[Saved entries]

··········

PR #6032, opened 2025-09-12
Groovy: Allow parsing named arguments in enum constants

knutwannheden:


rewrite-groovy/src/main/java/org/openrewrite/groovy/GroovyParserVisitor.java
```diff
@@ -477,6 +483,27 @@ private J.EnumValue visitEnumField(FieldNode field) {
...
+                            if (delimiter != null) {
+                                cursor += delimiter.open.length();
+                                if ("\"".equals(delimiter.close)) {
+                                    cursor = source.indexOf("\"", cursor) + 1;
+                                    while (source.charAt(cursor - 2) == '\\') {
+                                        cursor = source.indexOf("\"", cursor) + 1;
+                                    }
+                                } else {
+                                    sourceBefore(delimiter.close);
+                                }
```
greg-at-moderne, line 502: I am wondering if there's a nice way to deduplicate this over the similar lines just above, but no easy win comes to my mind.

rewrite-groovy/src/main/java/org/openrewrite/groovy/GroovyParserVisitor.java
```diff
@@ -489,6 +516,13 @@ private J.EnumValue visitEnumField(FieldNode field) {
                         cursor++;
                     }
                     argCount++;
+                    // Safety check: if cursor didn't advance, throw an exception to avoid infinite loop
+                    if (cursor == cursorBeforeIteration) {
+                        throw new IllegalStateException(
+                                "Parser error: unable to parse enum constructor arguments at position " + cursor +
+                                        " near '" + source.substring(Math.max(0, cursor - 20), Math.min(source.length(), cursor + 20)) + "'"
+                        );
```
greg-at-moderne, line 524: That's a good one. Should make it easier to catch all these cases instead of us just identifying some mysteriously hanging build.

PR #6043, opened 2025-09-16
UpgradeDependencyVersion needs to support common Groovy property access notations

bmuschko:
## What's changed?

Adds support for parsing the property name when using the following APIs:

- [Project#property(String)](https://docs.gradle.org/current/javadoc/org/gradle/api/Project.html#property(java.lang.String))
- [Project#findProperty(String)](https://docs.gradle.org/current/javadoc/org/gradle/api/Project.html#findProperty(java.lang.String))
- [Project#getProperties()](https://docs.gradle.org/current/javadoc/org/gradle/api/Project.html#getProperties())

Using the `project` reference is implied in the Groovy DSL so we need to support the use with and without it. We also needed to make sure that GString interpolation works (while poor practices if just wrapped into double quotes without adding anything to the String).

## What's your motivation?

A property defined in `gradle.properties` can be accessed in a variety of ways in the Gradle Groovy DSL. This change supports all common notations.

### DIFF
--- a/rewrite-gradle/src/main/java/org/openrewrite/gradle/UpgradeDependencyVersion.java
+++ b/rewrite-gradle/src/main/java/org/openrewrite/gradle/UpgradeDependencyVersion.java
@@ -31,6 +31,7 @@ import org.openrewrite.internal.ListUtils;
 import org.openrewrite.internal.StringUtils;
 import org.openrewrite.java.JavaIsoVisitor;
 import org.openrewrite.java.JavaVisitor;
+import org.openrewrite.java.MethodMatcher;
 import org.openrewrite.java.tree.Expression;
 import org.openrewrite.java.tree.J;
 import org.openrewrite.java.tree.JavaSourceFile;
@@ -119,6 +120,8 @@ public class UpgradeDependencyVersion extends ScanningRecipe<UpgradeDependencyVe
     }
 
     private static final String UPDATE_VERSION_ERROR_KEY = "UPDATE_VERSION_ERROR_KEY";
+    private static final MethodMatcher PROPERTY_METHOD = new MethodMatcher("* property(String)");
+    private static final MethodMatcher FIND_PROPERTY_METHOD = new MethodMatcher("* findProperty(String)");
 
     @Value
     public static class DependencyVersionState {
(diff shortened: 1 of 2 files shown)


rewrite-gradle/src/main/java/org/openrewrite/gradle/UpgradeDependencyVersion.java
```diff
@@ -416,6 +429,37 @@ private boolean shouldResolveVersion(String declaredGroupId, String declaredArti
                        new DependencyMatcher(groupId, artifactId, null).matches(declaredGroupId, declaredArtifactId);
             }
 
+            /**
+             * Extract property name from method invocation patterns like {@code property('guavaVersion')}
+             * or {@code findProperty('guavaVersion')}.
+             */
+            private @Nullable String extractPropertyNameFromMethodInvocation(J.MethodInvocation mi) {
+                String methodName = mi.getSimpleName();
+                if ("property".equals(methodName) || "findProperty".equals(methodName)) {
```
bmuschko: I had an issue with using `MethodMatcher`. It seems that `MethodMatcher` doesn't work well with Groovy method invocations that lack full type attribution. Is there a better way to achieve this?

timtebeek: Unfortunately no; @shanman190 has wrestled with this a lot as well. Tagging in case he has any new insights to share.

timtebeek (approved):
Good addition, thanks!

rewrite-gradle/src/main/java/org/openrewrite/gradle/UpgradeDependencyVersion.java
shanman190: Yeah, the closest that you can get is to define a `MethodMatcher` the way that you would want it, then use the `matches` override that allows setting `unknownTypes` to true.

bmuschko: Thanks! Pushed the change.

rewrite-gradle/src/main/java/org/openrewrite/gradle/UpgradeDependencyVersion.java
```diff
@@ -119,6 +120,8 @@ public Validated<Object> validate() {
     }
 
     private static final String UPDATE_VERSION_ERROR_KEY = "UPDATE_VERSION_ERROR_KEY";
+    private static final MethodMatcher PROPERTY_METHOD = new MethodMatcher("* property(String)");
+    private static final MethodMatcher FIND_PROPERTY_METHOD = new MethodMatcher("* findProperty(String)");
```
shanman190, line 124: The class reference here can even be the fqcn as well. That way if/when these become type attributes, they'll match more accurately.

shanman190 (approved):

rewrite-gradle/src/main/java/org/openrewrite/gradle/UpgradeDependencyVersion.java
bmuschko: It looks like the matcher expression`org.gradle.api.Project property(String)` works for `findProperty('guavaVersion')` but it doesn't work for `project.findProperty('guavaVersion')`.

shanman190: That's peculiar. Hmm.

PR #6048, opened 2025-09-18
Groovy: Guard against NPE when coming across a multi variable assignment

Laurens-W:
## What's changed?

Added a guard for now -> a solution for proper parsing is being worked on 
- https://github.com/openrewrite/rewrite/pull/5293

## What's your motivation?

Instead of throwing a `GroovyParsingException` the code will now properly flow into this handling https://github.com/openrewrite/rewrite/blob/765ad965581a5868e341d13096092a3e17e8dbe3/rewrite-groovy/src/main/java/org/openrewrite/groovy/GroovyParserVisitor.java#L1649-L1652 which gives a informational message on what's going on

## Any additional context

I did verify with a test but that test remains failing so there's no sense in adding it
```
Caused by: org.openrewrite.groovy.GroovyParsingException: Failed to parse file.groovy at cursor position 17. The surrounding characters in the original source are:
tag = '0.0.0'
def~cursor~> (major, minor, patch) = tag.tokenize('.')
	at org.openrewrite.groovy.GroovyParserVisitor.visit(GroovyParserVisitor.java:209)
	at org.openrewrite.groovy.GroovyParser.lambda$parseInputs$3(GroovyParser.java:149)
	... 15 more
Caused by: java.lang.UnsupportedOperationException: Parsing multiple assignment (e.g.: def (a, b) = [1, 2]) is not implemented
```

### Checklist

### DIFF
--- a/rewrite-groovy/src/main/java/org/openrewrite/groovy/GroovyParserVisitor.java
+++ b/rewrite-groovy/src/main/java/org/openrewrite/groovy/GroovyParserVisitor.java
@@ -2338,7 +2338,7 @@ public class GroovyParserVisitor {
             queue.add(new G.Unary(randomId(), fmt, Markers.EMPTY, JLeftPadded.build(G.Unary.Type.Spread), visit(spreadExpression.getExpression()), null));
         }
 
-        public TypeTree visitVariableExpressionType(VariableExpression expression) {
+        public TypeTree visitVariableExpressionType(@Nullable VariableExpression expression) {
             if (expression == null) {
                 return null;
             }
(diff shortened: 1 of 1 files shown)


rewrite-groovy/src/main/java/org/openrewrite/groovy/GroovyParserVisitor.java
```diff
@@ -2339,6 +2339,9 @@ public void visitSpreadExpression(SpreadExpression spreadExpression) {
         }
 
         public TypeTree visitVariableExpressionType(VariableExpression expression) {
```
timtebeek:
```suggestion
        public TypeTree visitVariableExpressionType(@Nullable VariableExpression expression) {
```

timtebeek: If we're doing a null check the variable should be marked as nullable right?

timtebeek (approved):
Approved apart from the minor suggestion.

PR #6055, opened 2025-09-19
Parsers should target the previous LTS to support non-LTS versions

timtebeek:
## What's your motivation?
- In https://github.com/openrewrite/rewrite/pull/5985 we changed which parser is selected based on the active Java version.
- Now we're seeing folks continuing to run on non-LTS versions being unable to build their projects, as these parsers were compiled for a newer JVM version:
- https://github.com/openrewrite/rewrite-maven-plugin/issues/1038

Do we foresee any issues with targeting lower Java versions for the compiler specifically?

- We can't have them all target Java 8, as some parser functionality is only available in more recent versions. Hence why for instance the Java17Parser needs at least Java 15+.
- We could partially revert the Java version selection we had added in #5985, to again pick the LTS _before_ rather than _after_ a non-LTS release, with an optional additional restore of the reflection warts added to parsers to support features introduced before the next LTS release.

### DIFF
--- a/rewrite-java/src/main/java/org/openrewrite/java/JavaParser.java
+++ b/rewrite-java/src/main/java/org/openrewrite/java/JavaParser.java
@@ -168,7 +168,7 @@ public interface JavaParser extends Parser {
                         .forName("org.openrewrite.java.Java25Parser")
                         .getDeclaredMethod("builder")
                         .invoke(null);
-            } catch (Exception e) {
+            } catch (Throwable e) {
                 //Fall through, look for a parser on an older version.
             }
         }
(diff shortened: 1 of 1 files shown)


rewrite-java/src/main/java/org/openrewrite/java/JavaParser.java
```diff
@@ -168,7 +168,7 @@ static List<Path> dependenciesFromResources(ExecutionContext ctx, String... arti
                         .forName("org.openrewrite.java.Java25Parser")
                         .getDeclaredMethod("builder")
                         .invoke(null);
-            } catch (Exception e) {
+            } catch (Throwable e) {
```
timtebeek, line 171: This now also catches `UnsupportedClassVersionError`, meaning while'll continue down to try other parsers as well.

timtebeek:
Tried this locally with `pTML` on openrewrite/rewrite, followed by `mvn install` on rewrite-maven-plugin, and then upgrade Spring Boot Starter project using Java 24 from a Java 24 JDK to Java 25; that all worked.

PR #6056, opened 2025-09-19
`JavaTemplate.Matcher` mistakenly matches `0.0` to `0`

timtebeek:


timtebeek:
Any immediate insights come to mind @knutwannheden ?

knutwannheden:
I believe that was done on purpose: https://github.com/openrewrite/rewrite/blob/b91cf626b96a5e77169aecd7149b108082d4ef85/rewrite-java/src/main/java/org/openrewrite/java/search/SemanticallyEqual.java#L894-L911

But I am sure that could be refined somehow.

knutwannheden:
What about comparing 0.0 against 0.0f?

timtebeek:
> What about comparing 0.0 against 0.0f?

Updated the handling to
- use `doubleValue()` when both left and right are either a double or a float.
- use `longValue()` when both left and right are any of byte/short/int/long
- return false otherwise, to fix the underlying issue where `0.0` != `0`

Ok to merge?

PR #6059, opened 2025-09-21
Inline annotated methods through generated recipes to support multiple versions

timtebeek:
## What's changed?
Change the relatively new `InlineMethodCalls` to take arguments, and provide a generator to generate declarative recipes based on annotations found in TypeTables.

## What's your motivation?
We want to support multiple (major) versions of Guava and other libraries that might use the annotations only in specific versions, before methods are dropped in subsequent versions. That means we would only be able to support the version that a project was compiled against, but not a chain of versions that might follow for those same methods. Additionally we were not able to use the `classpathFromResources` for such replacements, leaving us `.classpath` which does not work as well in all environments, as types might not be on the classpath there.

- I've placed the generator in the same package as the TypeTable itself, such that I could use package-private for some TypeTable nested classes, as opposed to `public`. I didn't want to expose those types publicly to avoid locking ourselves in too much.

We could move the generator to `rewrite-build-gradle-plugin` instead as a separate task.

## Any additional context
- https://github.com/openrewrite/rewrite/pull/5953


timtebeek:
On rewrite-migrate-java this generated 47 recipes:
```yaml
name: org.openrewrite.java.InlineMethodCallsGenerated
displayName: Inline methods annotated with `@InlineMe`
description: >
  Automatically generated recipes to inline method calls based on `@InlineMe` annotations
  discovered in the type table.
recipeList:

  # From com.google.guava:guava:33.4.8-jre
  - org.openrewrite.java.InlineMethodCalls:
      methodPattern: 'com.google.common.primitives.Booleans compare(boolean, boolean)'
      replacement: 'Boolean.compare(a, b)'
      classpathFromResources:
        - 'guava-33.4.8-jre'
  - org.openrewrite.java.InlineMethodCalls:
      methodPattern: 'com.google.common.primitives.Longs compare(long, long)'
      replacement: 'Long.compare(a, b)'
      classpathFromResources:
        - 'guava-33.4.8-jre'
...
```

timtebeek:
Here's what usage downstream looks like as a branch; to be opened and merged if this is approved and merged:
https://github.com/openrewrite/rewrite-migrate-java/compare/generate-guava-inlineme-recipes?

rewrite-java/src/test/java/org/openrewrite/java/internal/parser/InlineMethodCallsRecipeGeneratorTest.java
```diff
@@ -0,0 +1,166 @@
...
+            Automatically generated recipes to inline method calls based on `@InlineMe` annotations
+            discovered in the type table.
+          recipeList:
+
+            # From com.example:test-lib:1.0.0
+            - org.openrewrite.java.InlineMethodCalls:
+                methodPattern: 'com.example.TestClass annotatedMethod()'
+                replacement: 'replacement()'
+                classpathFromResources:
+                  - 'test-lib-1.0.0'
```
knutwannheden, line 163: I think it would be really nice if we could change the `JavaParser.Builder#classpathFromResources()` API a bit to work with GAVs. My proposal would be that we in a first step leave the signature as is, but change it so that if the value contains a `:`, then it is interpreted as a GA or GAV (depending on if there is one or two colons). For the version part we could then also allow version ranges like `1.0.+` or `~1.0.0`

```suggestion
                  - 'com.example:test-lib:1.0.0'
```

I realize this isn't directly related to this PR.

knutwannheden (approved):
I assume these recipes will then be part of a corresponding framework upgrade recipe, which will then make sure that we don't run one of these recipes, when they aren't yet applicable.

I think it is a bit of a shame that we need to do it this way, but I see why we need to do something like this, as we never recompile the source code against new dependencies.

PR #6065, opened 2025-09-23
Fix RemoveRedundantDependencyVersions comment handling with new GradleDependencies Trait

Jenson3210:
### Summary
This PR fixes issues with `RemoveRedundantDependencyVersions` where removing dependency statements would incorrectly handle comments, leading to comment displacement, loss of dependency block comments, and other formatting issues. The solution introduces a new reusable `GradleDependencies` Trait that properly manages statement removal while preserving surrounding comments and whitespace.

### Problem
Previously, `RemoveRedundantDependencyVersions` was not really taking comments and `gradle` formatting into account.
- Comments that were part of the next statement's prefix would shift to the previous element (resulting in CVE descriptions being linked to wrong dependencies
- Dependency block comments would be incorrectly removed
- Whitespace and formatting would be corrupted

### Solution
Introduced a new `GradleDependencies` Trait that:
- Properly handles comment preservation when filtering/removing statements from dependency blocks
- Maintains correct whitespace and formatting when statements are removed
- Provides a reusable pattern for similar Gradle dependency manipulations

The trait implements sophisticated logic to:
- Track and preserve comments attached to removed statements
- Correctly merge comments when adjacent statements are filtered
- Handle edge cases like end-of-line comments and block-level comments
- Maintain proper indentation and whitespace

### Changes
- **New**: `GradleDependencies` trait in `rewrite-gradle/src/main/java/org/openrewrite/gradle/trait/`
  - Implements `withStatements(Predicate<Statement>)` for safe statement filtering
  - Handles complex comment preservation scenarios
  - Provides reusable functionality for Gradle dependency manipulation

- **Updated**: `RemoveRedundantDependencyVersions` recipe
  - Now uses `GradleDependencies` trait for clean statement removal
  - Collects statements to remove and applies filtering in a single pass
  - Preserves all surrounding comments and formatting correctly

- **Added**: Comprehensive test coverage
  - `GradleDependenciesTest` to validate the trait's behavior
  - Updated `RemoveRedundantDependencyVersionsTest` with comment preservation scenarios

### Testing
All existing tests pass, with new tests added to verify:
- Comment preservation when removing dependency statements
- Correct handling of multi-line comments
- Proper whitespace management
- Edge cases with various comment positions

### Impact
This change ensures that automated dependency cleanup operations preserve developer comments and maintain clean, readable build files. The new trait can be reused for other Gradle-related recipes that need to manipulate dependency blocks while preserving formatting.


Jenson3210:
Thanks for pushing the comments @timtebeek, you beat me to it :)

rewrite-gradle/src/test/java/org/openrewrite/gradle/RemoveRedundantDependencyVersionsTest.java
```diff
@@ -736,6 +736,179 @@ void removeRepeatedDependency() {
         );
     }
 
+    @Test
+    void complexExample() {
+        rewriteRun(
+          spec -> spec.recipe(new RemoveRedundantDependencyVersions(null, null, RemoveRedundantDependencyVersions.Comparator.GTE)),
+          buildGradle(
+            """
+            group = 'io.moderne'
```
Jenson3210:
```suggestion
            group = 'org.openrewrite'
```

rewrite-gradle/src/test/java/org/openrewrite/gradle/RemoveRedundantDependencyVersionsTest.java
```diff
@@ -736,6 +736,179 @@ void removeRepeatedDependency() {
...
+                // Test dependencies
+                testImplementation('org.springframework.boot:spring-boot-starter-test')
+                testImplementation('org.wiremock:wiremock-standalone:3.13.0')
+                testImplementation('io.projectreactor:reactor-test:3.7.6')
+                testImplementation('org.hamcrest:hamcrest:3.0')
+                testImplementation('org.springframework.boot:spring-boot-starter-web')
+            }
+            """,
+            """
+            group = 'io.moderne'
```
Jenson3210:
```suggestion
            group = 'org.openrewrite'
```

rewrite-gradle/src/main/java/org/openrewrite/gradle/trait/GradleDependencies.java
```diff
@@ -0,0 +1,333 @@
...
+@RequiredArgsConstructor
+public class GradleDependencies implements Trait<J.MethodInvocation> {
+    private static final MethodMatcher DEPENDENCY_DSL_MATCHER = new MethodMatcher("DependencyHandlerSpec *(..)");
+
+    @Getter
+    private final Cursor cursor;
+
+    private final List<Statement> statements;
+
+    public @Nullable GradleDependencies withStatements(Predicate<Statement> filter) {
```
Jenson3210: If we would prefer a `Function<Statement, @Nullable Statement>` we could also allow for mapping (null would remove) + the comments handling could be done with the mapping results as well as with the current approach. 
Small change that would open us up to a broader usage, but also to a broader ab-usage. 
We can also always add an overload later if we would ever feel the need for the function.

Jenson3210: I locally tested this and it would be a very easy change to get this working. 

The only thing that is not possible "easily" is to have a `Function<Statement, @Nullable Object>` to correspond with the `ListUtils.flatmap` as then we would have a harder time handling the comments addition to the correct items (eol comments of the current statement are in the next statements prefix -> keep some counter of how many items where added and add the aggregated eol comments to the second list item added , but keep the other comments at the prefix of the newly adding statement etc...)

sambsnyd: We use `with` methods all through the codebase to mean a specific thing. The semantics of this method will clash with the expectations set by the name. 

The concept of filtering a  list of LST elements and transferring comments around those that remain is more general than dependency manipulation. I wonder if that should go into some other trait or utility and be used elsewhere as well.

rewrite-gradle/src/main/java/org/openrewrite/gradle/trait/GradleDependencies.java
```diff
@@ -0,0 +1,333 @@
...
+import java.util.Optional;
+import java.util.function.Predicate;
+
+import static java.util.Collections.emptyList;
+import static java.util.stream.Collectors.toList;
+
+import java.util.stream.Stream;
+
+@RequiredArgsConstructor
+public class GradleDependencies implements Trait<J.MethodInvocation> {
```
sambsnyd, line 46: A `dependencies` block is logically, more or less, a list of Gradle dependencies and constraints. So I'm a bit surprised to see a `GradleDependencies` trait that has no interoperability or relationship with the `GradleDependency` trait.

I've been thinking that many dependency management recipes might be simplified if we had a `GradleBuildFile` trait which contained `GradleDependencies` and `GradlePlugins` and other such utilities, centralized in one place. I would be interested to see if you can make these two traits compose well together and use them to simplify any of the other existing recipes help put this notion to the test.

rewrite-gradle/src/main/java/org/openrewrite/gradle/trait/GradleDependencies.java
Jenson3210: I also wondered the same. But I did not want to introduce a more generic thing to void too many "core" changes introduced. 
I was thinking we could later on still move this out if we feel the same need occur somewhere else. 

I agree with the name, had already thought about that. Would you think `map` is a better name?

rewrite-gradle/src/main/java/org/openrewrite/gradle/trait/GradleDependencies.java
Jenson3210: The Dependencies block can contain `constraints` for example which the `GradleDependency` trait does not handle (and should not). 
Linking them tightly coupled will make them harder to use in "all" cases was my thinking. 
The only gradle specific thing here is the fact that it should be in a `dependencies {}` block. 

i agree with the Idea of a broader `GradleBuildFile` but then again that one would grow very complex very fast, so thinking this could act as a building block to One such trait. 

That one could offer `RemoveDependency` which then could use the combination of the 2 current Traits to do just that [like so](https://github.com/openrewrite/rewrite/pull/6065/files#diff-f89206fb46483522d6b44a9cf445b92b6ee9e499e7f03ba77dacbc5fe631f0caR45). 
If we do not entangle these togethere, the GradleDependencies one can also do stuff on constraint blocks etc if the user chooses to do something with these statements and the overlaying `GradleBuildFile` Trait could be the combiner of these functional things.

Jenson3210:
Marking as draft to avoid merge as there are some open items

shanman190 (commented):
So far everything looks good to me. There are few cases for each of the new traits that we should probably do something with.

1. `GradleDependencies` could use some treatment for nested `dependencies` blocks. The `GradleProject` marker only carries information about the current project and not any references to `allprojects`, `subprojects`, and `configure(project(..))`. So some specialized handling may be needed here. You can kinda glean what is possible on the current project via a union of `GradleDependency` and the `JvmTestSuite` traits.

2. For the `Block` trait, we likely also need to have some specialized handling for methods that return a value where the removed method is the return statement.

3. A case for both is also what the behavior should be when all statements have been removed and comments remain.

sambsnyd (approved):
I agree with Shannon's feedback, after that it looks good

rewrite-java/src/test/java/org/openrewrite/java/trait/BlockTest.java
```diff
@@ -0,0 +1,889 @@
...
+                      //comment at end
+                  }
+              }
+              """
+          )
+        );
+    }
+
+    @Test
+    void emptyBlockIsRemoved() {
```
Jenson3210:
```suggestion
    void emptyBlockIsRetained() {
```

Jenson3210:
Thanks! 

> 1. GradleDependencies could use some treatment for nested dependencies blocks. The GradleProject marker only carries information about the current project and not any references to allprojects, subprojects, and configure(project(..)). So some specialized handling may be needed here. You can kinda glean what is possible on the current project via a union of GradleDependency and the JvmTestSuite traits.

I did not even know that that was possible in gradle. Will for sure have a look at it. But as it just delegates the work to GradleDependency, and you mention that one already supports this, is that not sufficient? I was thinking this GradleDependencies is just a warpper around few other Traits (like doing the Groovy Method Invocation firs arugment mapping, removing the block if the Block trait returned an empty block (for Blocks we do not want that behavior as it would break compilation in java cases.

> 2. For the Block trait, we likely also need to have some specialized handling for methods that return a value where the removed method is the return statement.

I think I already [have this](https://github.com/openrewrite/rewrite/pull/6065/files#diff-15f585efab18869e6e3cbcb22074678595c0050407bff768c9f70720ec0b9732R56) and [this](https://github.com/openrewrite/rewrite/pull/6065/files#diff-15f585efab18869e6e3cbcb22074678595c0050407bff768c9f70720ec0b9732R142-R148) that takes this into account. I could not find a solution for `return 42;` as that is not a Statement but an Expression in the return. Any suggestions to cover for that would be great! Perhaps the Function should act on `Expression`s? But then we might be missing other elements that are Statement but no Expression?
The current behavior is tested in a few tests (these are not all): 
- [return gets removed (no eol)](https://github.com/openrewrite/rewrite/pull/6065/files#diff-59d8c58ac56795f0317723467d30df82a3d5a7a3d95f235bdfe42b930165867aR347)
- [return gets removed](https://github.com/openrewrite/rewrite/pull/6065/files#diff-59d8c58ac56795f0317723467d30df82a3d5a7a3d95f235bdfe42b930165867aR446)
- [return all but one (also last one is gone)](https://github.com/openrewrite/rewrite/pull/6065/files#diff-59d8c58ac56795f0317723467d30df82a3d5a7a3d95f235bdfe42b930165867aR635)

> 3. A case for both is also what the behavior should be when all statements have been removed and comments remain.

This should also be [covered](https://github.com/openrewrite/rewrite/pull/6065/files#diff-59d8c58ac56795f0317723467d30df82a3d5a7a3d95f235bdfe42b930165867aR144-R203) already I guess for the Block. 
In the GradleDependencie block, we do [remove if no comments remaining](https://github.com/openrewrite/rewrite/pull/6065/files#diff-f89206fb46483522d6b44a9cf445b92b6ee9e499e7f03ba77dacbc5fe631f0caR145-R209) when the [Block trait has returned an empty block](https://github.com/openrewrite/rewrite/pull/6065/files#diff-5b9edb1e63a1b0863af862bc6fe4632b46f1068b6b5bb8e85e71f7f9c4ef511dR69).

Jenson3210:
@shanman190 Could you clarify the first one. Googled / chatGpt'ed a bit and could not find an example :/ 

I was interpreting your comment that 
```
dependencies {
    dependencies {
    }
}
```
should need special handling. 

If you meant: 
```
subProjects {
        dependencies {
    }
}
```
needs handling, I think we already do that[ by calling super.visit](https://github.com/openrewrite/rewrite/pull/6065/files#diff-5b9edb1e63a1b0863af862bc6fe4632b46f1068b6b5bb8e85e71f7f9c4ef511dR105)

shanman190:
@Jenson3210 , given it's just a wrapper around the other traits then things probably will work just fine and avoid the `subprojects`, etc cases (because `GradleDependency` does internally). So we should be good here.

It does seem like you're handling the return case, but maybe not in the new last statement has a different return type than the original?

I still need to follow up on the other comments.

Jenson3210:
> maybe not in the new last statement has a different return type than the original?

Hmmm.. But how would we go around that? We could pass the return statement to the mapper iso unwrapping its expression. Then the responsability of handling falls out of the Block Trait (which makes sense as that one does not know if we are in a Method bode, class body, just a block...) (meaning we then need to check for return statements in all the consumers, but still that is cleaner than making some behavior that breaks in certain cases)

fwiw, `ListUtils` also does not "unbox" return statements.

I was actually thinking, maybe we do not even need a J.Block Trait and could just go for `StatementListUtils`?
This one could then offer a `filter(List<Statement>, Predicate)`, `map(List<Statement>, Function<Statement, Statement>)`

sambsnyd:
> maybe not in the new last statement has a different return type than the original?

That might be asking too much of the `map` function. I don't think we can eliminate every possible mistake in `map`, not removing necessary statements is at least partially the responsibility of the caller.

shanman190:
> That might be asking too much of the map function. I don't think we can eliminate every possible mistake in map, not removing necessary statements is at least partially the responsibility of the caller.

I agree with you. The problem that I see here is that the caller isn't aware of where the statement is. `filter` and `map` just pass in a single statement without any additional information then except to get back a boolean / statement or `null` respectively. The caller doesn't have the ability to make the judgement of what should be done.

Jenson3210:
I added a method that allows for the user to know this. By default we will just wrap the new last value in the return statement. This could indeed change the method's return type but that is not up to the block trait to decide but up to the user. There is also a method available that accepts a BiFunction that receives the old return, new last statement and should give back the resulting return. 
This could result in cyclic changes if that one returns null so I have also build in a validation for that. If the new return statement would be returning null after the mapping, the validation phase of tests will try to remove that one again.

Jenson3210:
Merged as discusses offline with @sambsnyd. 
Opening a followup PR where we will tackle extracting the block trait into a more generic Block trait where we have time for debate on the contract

··········

#### Instructions for the task
Copy out every line from the records that has the word "into".

#### Exercise solution
Using the `project` reference is implied in the Groovy DSL so we need to support the use with and without it. We also needed to make sure that GString interpolation works (while poor practices if just wrapped into double quotes without adding anything to the String).
Instead of throwing a `GroovyParsingException` the code will now properly flow into this handling https://github.com/openrewrite/rewrite/blob/765ad965581a5868e341d13096092a3e17e8dbe3/rewrite-groovy/src/main/java/org/openrewrite/groovy/GroovyParserVisitor.java#L1649-L1652 which gives a informational message on what's going on
Previously, `RemoveRedundantDependencyVersions` was not really taking comments and `gradle` formatting into account.
The concept of filtering a  list of LST elements and transferring comments around those that remain is more general than dependency manipulation. I wonder if that should go into some other trait or utility and be used elsewhere as well.
I think I already [have this](https://github.com/openrewrite/rewrite/pull/6065/files#diff-15f585efab18869e6e3cbcb22074678595c0050407bff768c9f70720ec0b9732R56) and [this](https://github.com/openrewrite/rewrite/pull/6065/files#diff-15f585efab18869e6e3cbcb22074678595c0050407bff768c9f70720ec0b9732R142-R148) that takes this into account. I could not find a solution for `return 42;` as that is not a Statement but an Expression in the return. Any suggestions to cover for that would be great! Perhaps the Function should act on `Expression`s? But then we might be missing other elements that are Statement but no Expression?
Opening a followup PR where we will tackle extracting the block trait into a more generic Block trait where we have time for debate on the contract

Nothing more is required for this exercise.